WHAT YOU ARE ASKED TO DO —
Copy the first line of the material below and every later line through the line containing "Basically it has", without any other output.

INFORMATION —
PR #1193, opened 2024-12-14
Make running grpc api configurable

afsalthaj:
Also made the service creation to a separate function for better readability


vigoo (changes requested):
This does not seem right to me - if the gRPC API is disabled, it does not create any of the internal services; but the goal is to have everything properly initialized (the result of `create_services`) and just don't run the gRPC server itself.

vigoo:
So now this implements what the PR says (and what I hinted in the related task) but it won't really allow us to build an alternative server API on top of it.

Basically it has the following issues:
- We are creating this `WorkerExecutorImpl` struct - but that's actually the type implementing the gRPC API which we wanted to make optional. So creating it and then not starting a gRPC API does not make much sense.
- When we will build another API that replaces the worker executor gRPC API we will need access to all the services created in the boostrap code - but this is not possible now - it just "hides" them in the `WorkerExecutorImpl` and then that's not accessible in any way.
- We want the `run` function of boostrap to not start the default gRPC API - this is achieved - but also we will need to start our own without duplicating the whole boostrapping logic.

So I propose the following implementation instead of the one in the PR:

- We don't need the `run_grpc_server` method
- Instead add a `run_server` method that takes `All<Ctx>` as a parameter and its default implementation in the trait starts the default gRPC server, but by implementing it in the new service, we will be able to overwrite it and start our own server while still having access to `All` the dependencies we created.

EXERCISE SOLUTION —
PR #1193, opened 2024-12-14
Make running grpc api configurable

afsalthaj:
Also made the service creation to a separate function for better readability


vigoo (changes requested):
This does not seem right to me - if the gRPC API is disabled, it does not create any of the internal services; but the goal is to have everything properly initialized (the result of `create_services`) and just don't run the gRPC server itself.

vigoo:
So now this implements what the PR says (and what I hinted in the related task) but it won't really allow us to build an alternative server API on top of it.

Basically it has the following issues:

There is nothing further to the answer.